Hoping someone woll be able to point me in the right direction. I am new to bash scripting and I believe awk should be able to solve this problem.
I have multiple files that I want to process, the data located in $1 will always stay the same, the separator is just a space and numbers in $2 will change.

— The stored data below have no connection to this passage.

PR #2658, opened 2023-09-22
feat(campaigns): newsletter subscription list criteria

miguelpeixe:
### All Submissions:

Changes required for https://github.com/Automattic/newspack-popups/pull/1218:

 - Implements a new `newsletter_subscribed_lists` store data item
 - Adds the necessary changes to the campaigns' wizard to support the new criteria
 - Creates a `SubscriptionListsControl` component to select newsletter subscription lists from the API using the `AutocompleteTokenField` component

1. Follow instructions at https://github.com/Automattic/newspack-popups/pull/1218
2. Make sure the `newsletter_subscribed_lists` data item updates on different occasions:
    1. subscribe a fresh account and confirm the selected lists are stored
    2. unsubscribe to a list from "My Account -> Newsletters" and confirm it updates the item
    3. subscribe to another list from "My Account -> Newsletters" and confirm it updates the item

### Other information:

### DIFF
--- a/includes/reader-activation/class-reader-data.php
+++ b/includes/reader-activation/class-reader-data.php
@@ -277,6 +277,7 @@ final class Reader_Data {
 	 */
 	public static function update_newsletter_subscribed_lists( $timestamp, $data ) {
 		if ( ! empty( $data['lists'] ) ) {
+			self::update_item( $data['user_id'], 'is_newsletter_subscriber', true );
 			self::update_item( $data['user_id'], 'newsletter_subscribed_lists', wp_json_encode( $data['lists'] ) );
 		}
 		if ( ! empty( $data['lists_added'] ) ) {
@@ -289,6 +290,7 @@ final class Reader_Data {
 			} else {
 				$newsletter_subscribed_lists = $data['lists_added'];
 			}
+			self::update_item( $data['user_id'], 'is_newsletter_subscriber', true );
 			self::update_item( $data['user_id'], 'newsletter_subscribed_lists', wp_json_encode( $newsletter_subscribed_lists ) );
 		}
 		if ( ! empty( $data['lists_removed'] ) ) {
@@ -299,10 +301,9 @@ final class Reader_Data {
 			if ( ! empty( $newsletter_subscribed_lists ) && is_array( $newsletter_subscribed_lists ) ) {
 				$newsletter_subscribed_lists = array_diff( $newsletter_subscribed_lists, $data['lists_removed'] );
 			}
+			self::update_item( $data['user_id'], 'is_newsletter_subscriber', ! empty( $newsletter_subscribed_lists ) );
 			self::update_item( $data['user_id'], 'newsletter_subscribed_lists', wp_json_encode( $newsletter_subscribed_lists ) );
 		}
-		// Deprecate 'is_newsletter_subscriber' item.
-		self::delete_item( $data['user_id'], 'is_newsletter_subscriber' );
 	}
 
 	/**
@@ -386,6 +387,7 @@ final class Reader_Data {
 		}
 		$subscribed_lists = \Newspack_Newsletters_Subscription::get_contact_lists( $data['email'] );
 		if ( ! is_wp_error( $subscribed_lists ) && is_array( $subscribed_lists ) ) {
+			self::update_item( $data['user_id'], 'is_newsletter_subscriber', ! empty( $subscribed_lists ) );
 			self::update_item( $data['user_id'], 'newsletter_subscribed_lists', wp_json_encode( $subscribed_lists ) );
 		}
 	}
--- a/includes/reader-activation/class-reader-data.php
+++ b/includes/reader-activation/class-reader-data.php
@@ -25,13 +25,6 @@ final class Reader_Data {
 	private static $reader_activity = [];
 
 	/**
-	 * List of deleted items to send to the front-end.
-	 *
-	 * @var string[]
-	 */
-	private static $deleted_items = [];
-
-	/**
 	 * Initialize hooks.
 	 */
 	public static function init() {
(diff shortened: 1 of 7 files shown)


includes/reader-activation/class-reader-data.php
```diff
@@ -348,17 +373,14 @@ public static function check_newsletter_subscription( $timestamp, $data ) {
 		if ( ! empty( $is_newsletter_subscriber ) && gettype( $is_newsletter_subscriber ) === 'string' ) {
 			$is_newsletter_subscriber = json_decode( $is_newsletter_subscriber );
 		}
-		// Bail if reader is already a newsletter subscriber.
-		if ( $is_newsletter_subscriber ) {
-			return;
-		}
 		// Check if the user is subscribed to a newsletter.
```
adekbadek, line 376: This comment should be removed or updated :)

includes/reader-activation/class-reader-data.php
```diff
@@ -348,17 +373,14 @@ public static function check_newsletter_subscription( $timestamp, $data ) {
 		if ( ! empty( $is_newsletter_subscriber ) && gettype( $is_newsletter_subscriber ) === 'string' ) {
 			$is_newsletter_subscriber = json_decode( $is_newsletter_subscriber );
 		}
-		// Bail if reader is already a newsletter subscriber.
-		if ( $is_newsletter_subscriber ) {
```
adekbadek, line 352: If `$is_newsletter_subscriber` is not used anymore, lines above defining & mutating it can also be removed.

includes/reader-activation/class-reader-data.php
```diff
@@ -348,17 +373,14 @@ public static function check_newsletter_subscription( $timestamp, $data ) {
...
-			return;
-		}
 		// Check if the user is subscribed to a newsletter.
 		if ( ! class_exists( '\Newspack_Newsletters' ) || ! class_exists( '\Newspack_Newsletters_Subscription' ) ) {
 			return;
 		}
 		$subscribed_lists = \Newspack_Newsletters_Subscription::get_contact_lists( $data['email'] );
 		if ( ! is_wp_error( $subscribed_lists ) && ! empty( $subscribed_lists ) && is_array( $subscribed_lists ) ) {
```
adekbadek, line 381: Shouldn't there be an else here, where `is_newsletter_subscriber` would be set to  `false`? After I've unsubscribed from all lists, this value (as seen in `localStorage`) was not updated: `newsletter_subscribed_lists` was `[]`, but `is_newsletter_subscriber` was `true`.

adekbadek (changes requested):

includes/reader-activation/class-reader-data.php
```diff
@@ -265,7 +265,32 @@ public static function api_delete_item( $request ) {
 	 * @param array $data      Data.
 	 */
 	public static function set_is_newsletter_subscriber( $timestamp, $data ) {
-		self::update_item( $data['user_id'] ?? \get_current_user_id(), 'is_newsletter_subscriber', true );
+		self::update_item( $data['user_id'], 'is_newsletter_subscriber', true );
```
adekbadek, line 268: I still encounter the issue described here: https://github.com/Automattic/newspack-plugin/pull/2658#discussion_r1338714577 – after unsubscribing from all lists on the My Account page, the value of `*_is_newsletter_subscriber` in `localStorage` is `"true"`. This is because the value is set to true here, regardless of the list update outcome. If the user ends up with no lists they are subscribed to, `'is_newsletter_subscriber'` should be updated. 

A sidenote – `is_newsletter_subscriber` and `newsletter_subscribed_lists` seem redundant. The former can be surmised from the latter.

adekbadek (changes requested):

includes/reader-activation/class-reader-data.php
miguelpeixe: I like the idea of deprecating the bool in favor of checking against the list. Implemented in 2fdde856087dd8e15a2d03f683e5ced81ea5beb6 and https://github.com/Automattic/newspack-popups/pull/1218/commits/ef849734e9436c1143d5aa2d8ff5832ffc435856

miguelpeixe: Even though the `delete_item` deletes it from the database, the localStorage item will remain as we don't have an isomorphic deprecation strategy. I wonder if we should 🤔

miguelpeixe: Decided to add support for deletion from server -> local in eefdbb99c948852579bd2a65600f815f0eef45cd

Any change in the subscription list selection should trigger the deletion of the bool item from the server, which also deletes from localStorage.

The deprecation will not occur on the `reader_logged_in` handler because that's async. It won't send the deleted item key back to the browser.

includes/reader-activation/class-reader-data.php
```diff
@@ -264,8 +275,34 @@ public static function api_delete_item( $request ) {
 	 * @param int   $timestamp Timestamp.
 	 * @param array $data      Data.
 	 */
-	public static function set_is_newsletter_subscriber( $timestamp, $data ) {
```
adekbadek, line 267: After this method is removed, [this line](https://github.com/Automattic/newspack-popups/blob/ada4246e7677ecb03213b40a32a4da8942f6a9be/includes/class-newspack-popups-segmentation.php#L75) should be also removed (or updated to check for different method).

includes/reader-activation/class-reader-data.php
adekbadek: I still see references to `is_newsletter_subscriber` in a few places ([1](https://github.com/Automattic/newspack-popups/blob/5b794adc26f808fca59ddc568cebda71b4440aa0/includes/class-newspack-segments-migration.php#L395), [2](https://github.com/Automattic/newspack-popups/blob/5b794adc26f808fca59ddc568cebda71b4440aa0/includes/class-newspack-segments-migration.php#L401), [3](https://github.com/Automattic/newspack-popups/blob/ada4246e7677ecb03213b40a32a4da8942f6a9be/src/view/README.md#L17)). Shouldn't these be updated?

adekbadek (commented):
Works as described, but the changes related to item deletion are giving me a pause because it's not clear to me how to test them. How can I verify that this code works?

miguelpeixe:
Since they were not tested in the previous review and they are not going to be used now, it's better to just not have them now. Removed in e1f2b4d9c87c4e8104d87518a3884b82f20cbcd4

The idea is to remove a localStorage item when it was removed in the backend.

adekbadek (approved):

PR #2663, opened 2023-09-25
feat(data-events): activecampaign connector

miguelpeixe:
### All Submissions:

Closes # .

1.
2.
3.

### Other information:


includes/plugins/class-newspack-newsletters.php
```diff
@@ -119,179 +117,6 @@ public static function get_metadata_key( $key ) {
...
-								$lists_names = [];
-								foreach ( $selected_list_ids as $selected_list_id ) {
-									foreach ( $lists as $list ) {
-										if ( $list['id'] === $selected_list_id ) {
-											$lists_names[] = $list['name'];
-										}
-									}
-								}
-								// Note: this field will be overwritten every time it's updated.
-								$metadata[ self::get_metadata_key( 'newsletter_selection' ) ] = implode( ', ', $lists_names );
```
adekbadek, line 181: I assume this metadata is deprecated? It makes sense because it duplicates what's already available in AC, but I wanted to make sure.

includes/reader-revenue/woocommerce/class-woocommerce-connection.php
```diff
@@ -342,53 +322,6 @@ public static function sync_reader_from_order( $order, $verify_created_via = tru
...
-	/**
-	 * If the site is using woocommerce-memberships, create a new user and a
-	 * membership, if the donation type calls for it.
-	 *
-	 * @param string $email_address Email address.
-	 * @param string $full_name Full name.
-	 * @param string $frequency Donation frequency.
-	 * @param array  $metadata Donor metadata.
-	 */
-	public static function set_up_membership( $email_address, $full_name, $frequency, $metadata = [] ) {
```
adekbadek, line 354: This method [is used in Blocks](https://github.com/Automattic/newspack-blocks/blob/31da96848de290f1db08f4a2940b60b4453fd25d/src/blocks/donate/class-wp-rest-newspack-donate-controller.php#L163-L170), why is it removed here?

adekbadek (changes requested):
One blocking question about code removed. Otherwise works as described, nice to see the improved simplicity!

includes/plugins/class-newspack-newsletters.php
miguelpeixe: Thank you for catching that. Although I agree it's duplicated data, I don't think we should deprecate it without a broader conversation.

Implemented support for the key in 42ea81210b9f891bd2fc1349a09e9e3645682a10

You should be able to see the `Newsletter Selection` key updating in the contact on the `newsletter_updated` data event. This happens when subscribing or changing the newsletter selection in "My Account -> Newsletters".

adekbadek: > This happens when subscribing or changing the newsletter selection in "My Account -> Newsletters".

It should also happen whenever someone subscribes. When testing, I subscribe via the Newsletter Subscribe block, and the metadata is not updated then.

adekbadek (changes requested):
(see [this comment](https://github.com/Automattic/newspack-plugin/pull/2663#discussion_r1361845886))

includes/plugins/class-newspack-newsletters.php
miguelpeixe: Added in 26f93d2f83b04168680a6b75645a996e34e2520e

PR #2673, opened 2023-09-29
fix(woocommerce): check method exists before syncing reader

miguelpeixe:
### All Submissions:

Check if the Newspack Newsletters method is available before syncing the reader on WooCommerce orders.

1. While on the master branch, make sure you have RAS configured and deactivate the Newspack Newsletters plugin
2. Donate using the donate block and confirm you get a fatal error
3. Checkout this branch, donate again, and confirm it works without errors
4. Activate Newspack Newsletters and donate again
5. Confirm the contact syncs to the ESP

### Other information:

### DIFF
--- a/includes/reader-revenue/woocommerce/class-woocommerce-connection.php
+++ b/includes/reader-revenue/woocommerce/class-woocommerce-connection.php
@@ -336,7 +336,9 @@ class WooCommerce_Connection {
 		if ( ! $contact ) {
 			return;
 		}
-
+		if ( ! method_exists( 'Newspack_Newsletters_Subscription', 'add_contact' ) ) {
+			return;
+		}
 		return \Newspack_Newsletters_Subscription::add_contact( $contact );
 	}
 


includes/reader-revenue/woocommerce/class-woocommerce-connection.php
```diff
@@ -336,7 +336,9 @@ public static function sync_reader_from_order( $order, $verify_created_via = tru
 		if ( ! $contact ) {
 			return;
 		}
-
+		if ( ! method_exists( 'Newspack_Newsletters_Subscription', 'add_contact' ) ) {
```
dkoo, line 339: Does this need a `\` prefix since the `Newspack_Newsletters_Subscription` class is in a different namespace than this class?

dkoo (changes requested):
Question below!

includes/reader-revenue/woocommerce/class-woocommerce-connection.php
miguelpeixe: Not really, when passing it as a string argument it doesn't inherit the file's namespace. It'll always require the fully-qualified class name, which in the root doesn't call for `\`.

dkoo: TIL! Thanks for explaining.

dkoo (approved):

I wish to sum $2 from the multiple files and output to a new file. Example below:
File1.txt
DATA:TEST0 20
DATA:TEST1 4
DATA:TEST2 39
DATA:TEST3 11
File2.txt
DATA:TEST0 2
DATA:TEST1 0
DATA:TEST2 26
DATA:TEST3 9
File3.txt
DATA:TEST0 44
DATA:TEST1 16
DATA:TEST2 21
DATA:TEST3 7
Output.txt is the output I wish to achieve from the above files
DATA:TEST0 66
DATA:TEST1 20
DATA:TEST2 86
DATA:TEST3 27
I have tried the following but it does not work
paste file* | awk '{$2=$1+$2}1' | tee output.txt
Any advice would be appreicated. Thanks in advance
>Solution :
paste puts the files side by side, you don’t need that. Just give all the filenames as arguments to awk and it will process them sequentially.
Use an associative array for the sums for each keyword in column 1.
awk '{sum[$1] += $2} END {for (i in sum) print i, sum[i]}' file* | tee output.txt
If you want the output sorted, you can pipe to the sort command.